Product Security Architect

Product Security Architect

Replit is the agentic software creation platform that enables anyone to build applications using natural language. With millions of users worldwide, Replit is democratizing software development by removing traditional barriers to application creation.

We are looking for a Product Security Architect to serve as the subject matter expert for Replit's secure product blueprint. In this critical role, you will define and implement the application security architecture for our multi-tenant SaaS platform, ensuring our platform is resilient and secure by design. You will be a key technical contributor—leading high-impact security initiatives and providing deep subject matter expertise to both the engineering organization and executive leadership.

Product Security Strategy & Mentorship

• Security Mentorship: Serve as the primary security mentor and subject matter expert for engineering teams, fostering a culture of technical excellence and rigorous security design.

• Product Vision: Define the product security vision, ensuring consistency across complex application architecture projects.

• Project Execution: Lead the security implementation of new product features from initial design to final production deployment.

• Threat Modeling: Conduct proactive threat modeling for new product features and major architectural changes.

• Application Security Design: Define and enforce best practices around application security, including audit/application logging, configuration, tenant separation, encryption, customer BYOK, RBAC design, API design, and Session/cookie/token management.

• Identity & Access: Define and implement secure Authentication/Authorization protocols (mTLS/OIDC/OAuth/SAML) for multi-tenant SaaS products.

• Third-Party Risk: Assess and mitigate risks associated with application third-party integrations such as payment, AI models, code repositories, etc.

• Code Review: Apply a strong programming background (Python/Go/JavaScript) to perform hands-on code reviews when needed to validate security controls.

Risk Management & Cross-Functional Enablement

• Maintain the Source of Truth: Define and maintain (document) the authoritative "Source of Truth" for Replit's secure architecture, ensuring these patterns are consistently adopted across all engineering teams.

• Contribution to Risk Register: Actively identify, document, and quantify architectural security risks. You will be responsible for ensuring these are accurately reflected in the Cybersecurity Risk Register.

• Security Team Support: Support other security teams like GRC, Pentesting, Vulnerability Management, and PSIRT.

• Compliance & Documentation: Partner with GRC teams to translate complex architectural designs into clear, audit-ready documentation and control frameworks.

• GTM & Sales Support: Act as the technical bridge for the Sales team, addressing complex security inquiries from enterprise customers regarding Replit's architectural integrity.

Required Skills & Experience

• 8+ years of experience in product security engineering or architecture, specifically with Multi-tenant SaaS products.

• Experience with AI Agent-based Saas products is a plus.

• Deep expertise in common product security practices (e.g., tenant separation, RBAC, BYOK, secure API design, session/token management).

• Expertise in Authentication/Authorization protocols (mTLS/OIDC/OAuth/SAML) in a multi-tenant SaaS environment.

• Strong programming background (Python/Go/JavaScript) with proven ability to conduct code review.

• Experience writing and maintaining Architecture documents.

• Exceptional ability to communicate technical risk to both engineering and executive audiences.

• Strong track record of contributing to Cybersecurity Risk Register.

What We Value

• Systems Thinking: The ability to see the "big picture" and understand how security decisions impact the entire stack.

• Technical Influence: The ability to drive technical alignment across the organization through expertise and collaboration rather than direct authority.

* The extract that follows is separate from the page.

PR #78, opened 2024-04-01
fix: DIA-986: Upgrade OpenAI client version & pytest coverage

niklub:
- Openai client migrated to v1 version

• Autonomy: Comfortable leading major technical initiatives and driving outcomes with minimal oversight.

• Problem-Solving Mindset: A passion for breaking down complex security challenges into elegant, scalable engineering solutions.

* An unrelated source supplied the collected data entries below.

PR #98, opened 2024-04-23
Running agent.arun(input=df) with environment=None is totally valid.

chemeris:
Otherwise this code requires us to create an dummy async environment which is not used in the code and not even possible with the current code base.

### DIFF
--- a/adala/agents/base.py
+++ b/adala/agents/base.py
@@ -259,13 +259,13 @@ class Agent(BaseModel, ABC):
         else:
             print(f"Using runtime {type(runtime)}")
 
-        if not isinstance(self.environment, AsyncEnvironment):
-            raise ValueError(
-                "When using asynchronous run with `agent.arun()`, the environment must be an AsyncEnvironment."
-            )
         if input is None:
             if self.environment is None:
                 raise ValueError("input is None and no environment is set.")
+            if not isinstance(self.environment, AsyncEnvironment):
+                raise ValueError(
+                    "When using asynchronous run with `agent.arun()` and noe input, the environment must be an AsyncEnvironment."
+                )
             # run on the environment until it is exhausted
             while True:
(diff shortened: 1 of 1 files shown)


niklub (approved):
Thanks for the fix. Although I totally agree with your proposal, it is still interesting how do you specifically use async call without async environment? It would be great if you could provide an example code so we would incorporate it in our future tutorials

chemeris:
Thank you, and I look forward to having this merged.

I can't provide an example code, unfortunately, but the code we're writing is based on the `classification_skill.ipynb` example. We simply changed the synchronous `agent.run()` to asynchronous `await agent.arun()`. 

Two reasons for this:
1. We're running in async FastAPI handler anyway, so why not?
2. The async agent supports setting `temperature=0`, while sync one doesn't. And given the default temperature is AFAIK set to 1, it reduces reliability of the classification. And in general it looked like sync code is pretty much abandoned in favor for the new async one.

That said, I always thought that an `environment` is only needed during "teaching". Are you saying there are other use cases for it during normal production operation? The documentation is not very detailed on this part.

chemeris:
Hi, is there anything else required to merge this PR?

chemeris:
@niklub Please, could you merge this PR?
I see that the change is approved but it's still says "This workflow requires approval from a maintainer"

chemeris:
Any news?

chemeris:
Hi, ping about this PR - it's really simple

chemeris:
@niklub @matt-bernstein Any chance this can be merged?
It's a really simple one and @niklub has approved, but someone with write access to the repo has to click the button to merge.

matt-bernstein:
Thanks for the nudge here. Appreciate not letting this one fall through the cracks. :slightly_smiling_face:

This is a full-time role that can be held from our Foster City, CA office. The role has an in-office requirement of Monday, Wednesday, and Friday.

Full-Time Employee Benefits Include:

• Competitive Salary & Equity
• 401(k) Program with a 4% match (US Only)
• Health, Dental, Vision and Life Insurance
• Short Term and Long Term Disability
• Paid Parental, Medical, Caregiver Leave
• Flexible Time Off (FTO) + Holidays
• Commuter Benefits (In-Office Only)
• Monthly Wellness Stipend
• Autonomous Work Environment
• In Office Set-Up Reimbursement (In-Office Only)
• Quarterly Team Gatherings
• In Office Amenities (In-Office Only)

Want to learn more about what we are up to?

• Meet the Replit Agent
• Replit: Make an app for that
• Replit Blog
• Amjad TED Talk

Interviewing + Culture at Replit

• Operating Principles
• Reasons not to work at Replit

To achieve our mission of making programming more accessible around the world, we need our team to be representative of the world. We welcome your unique perspective and experiences in shaping this product. We encourage people from all kinds of backgrounds to apply, including and especially candidates from underrepresented and non-traditional backgrounds.